Dataset entries:
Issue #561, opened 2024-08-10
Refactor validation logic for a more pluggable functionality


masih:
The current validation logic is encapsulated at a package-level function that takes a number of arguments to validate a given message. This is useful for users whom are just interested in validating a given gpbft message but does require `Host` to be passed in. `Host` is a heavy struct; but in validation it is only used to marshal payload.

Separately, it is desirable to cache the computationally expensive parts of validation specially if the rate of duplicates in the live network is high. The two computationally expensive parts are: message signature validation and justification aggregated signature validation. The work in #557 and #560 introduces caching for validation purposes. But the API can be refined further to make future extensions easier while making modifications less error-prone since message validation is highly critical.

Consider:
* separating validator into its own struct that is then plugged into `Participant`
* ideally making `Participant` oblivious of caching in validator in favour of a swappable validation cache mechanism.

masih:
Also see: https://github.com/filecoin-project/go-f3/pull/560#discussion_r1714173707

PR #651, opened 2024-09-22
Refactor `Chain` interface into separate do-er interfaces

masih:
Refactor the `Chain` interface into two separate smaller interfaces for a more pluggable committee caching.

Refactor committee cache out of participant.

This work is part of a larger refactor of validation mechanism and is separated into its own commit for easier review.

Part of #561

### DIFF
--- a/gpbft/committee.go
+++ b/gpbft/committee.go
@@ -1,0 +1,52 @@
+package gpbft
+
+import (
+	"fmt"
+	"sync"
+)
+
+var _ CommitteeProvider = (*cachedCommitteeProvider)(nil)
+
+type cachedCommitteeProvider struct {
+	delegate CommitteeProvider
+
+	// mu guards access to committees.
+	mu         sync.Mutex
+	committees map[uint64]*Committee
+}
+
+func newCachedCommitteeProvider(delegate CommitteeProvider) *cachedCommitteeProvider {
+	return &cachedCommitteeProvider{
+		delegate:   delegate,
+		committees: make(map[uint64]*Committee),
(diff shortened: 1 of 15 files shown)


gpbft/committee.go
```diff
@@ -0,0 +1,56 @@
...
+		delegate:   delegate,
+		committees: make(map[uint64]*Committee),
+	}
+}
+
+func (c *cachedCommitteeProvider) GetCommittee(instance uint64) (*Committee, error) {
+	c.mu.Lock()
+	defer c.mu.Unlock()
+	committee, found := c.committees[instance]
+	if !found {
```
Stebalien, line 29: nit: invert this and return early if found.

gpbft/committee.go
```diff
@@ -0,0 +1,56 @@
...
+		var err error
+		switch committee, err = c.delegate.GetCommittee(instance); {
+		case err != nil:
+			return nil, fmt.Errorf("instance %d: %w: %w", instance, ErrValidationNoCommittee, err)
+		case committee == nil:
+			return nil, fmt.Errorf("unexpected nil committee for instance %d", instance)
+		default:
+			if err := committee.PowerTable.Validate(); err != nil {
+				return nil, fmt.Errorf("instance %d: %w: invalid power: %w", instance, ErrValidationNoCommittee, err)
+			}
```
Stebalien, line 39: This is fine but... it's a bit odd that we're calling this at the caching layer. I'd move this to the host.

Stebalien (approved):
...
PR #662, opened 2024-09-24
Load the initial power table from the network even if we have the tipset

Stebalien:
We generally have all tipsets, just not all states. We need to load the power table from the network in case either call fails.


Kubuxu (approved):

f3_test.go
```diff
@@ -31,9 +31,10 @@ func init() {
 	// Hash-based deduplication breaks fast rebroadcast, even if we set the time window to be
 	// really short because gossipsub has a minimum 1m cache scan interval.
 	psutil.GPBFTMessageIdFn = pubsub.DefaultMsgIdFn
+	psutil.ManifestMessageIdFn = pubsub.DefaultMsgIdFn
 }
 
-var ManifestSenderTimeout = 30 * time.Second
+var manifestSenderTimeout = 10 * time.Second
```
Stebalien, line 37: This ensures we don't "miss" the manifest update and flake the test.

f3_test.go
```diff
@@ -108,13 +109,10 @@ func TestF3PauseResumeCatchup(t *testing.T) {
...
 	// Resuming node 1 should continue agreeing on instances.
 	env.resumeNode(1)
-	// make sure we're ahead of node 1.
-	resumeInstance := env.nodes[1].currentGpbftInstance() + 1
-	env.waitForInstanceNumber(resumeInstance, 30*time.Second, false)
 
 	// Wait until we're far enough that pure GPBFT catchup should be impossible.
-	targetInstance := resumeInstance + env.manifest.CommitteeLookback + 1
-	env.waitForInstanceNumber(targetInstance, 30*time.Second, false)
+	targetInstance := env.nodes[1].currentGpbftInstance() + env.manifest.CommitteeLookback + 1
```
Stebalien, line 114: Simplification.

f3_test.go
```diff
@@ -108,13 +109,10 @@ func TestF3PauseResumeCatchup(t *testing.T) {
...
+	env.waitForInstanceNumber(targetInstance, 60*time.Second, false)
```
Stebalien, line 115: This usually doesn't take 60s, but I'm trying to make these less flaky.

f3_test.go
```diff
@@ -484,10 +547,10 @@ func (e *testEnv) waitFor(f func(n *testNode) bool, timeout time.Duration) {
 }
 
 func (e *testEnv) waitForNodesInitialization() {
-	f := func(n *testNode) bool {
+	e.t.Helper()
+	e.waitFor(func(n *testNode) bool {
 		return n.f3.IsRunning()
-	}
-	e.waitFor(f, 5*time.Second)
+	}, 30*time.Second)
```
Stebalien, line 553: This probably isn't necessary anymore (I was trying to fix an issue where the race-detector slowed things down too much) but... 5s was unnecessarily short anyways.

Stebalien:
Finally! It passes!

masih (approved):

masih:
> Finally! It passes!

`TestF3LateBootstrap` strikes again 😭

(EXERCISE DIRECTIONS) Using the entries above, work out the number of lines that hold the word "DefaultMsgIdFn" and write it with no other words.

(SOLVED PROBLEM) 2